(Task):
All of the records must be restated exactly, with every line complete.

┌─ Stored data

PR #23009, opened 2022-02-03
Moved definition of `illegal`

oscargus:

`illegal = (S.NaN, S.Infinity, S.NegativeInfinity, S.ComplexInfinity)` was defined in `polys.polytools`, but used in `core`. It makes more sense to define this in `core.numbers`.

#### Other comments

It is still possible to import from `polys.polytools`.

#### Release Notes

NO ENTRY

### DIFF
--- a/sympy/polys/polyutils.py
+++ b/sympy/polys/polyutils.py
@@ -4,6 +4,7 @@
 from sympy.core import (S, Add, Mul, Pow, Eq, Expr,
     expand_mul, expand_multinomial)
 from sympy.core.exprtools import decompose_power, decompose_power_rat
+from sympy.core.numbers import _illegal
 from sympy.polys.polyerrors import PolynomialError, GeneratorsError
 from sympy.polys.polyoptions import build_options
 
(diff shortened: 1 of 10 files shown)


smichr:
I keep thinking this whenever I need to use it. Thanks.

sympy/polys/polyutils.py
```diff
@@ -165,7 +166,6 @@ def order_no_multiple_key(f):
     else:
         return sorted(factors, key=order_no_multiple_key)
 
-illegal = [S.NaN, S.Infinity, S.NegativeInfinity, S.ComplexInfinity]
 illegal_types = [type(obj) for obj in illegal]
 finf = [float(i) for i in illegal[1:3]]
```
smichr, line 170:
```suggestion
illegal_types = [type(obj) for obj in _illegal]
finf = [float(i) for i in _illegal[1:3]]
```

oscargus:
(I force-pushed with that change in it without knowing that you had committed here... Had some weird local test failures in power that actually was not related to this...)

└─

(Answer for the task):
PR #23009, opened 2022-02-03
Moved definition of `illegal`

oscargus:

`illegal = (S.NaN, S.Infinity, S.NegativeInfinity, S.ComplexInfinity)` was defined in `polys.polytools`, but used in `core`. It makes more sense to define this in `core.numbers`.

#### Other comments

It is still possible to import from `polys.polytools`.

#### Release Notes

NO ENTRY

### DIFF
--- a/sympy/polys/polyutils.py
+++ b/sympy/polys/polyutils.py
@@ -4,6 +4,7 @@
 from sympy.core import (S, Add, Mul, Pow, Eq, Expr,
     expand_mul, expand_multinomial)
 from sympy.core.exprtools import decompose_power, decompose_power_rat
+from sympy.core.numbers import _illegal
 from sympy.polys.polyerrors import PolynomialError, GeneratorsError
 from sympy.polys.polyoptions import build_options
 
(diff shortened: 1 of 10 files shown)


smichr:
I keep thinking this whenever I need to use it. Thanks.

sympy/polys/polyutils.py
```diff
@@ -165,7 +166,6 @@ def order_no_multiple_key(f):
     else:
         return sorted(factors, key=order_no_multiple_key)
 
-illegal = [S.NaN, S.Infinity, S.NegativeInfinity, S.ComplexInfinity]
 illegal_types = [type(obj) for obj in illegal]
 finf = [float(i) for i in illegal[1:3]]
```
smichr, line 170:
```suggestion
illegal_types = [type(obj) for obj in _illegal]
finf = [float(i) for i in _illegal[1:3]]
```

oscargus:
(I force-pushed with that change in it without knowing that you had committed here... Had some weird local test failures in power that actually was not related to this...)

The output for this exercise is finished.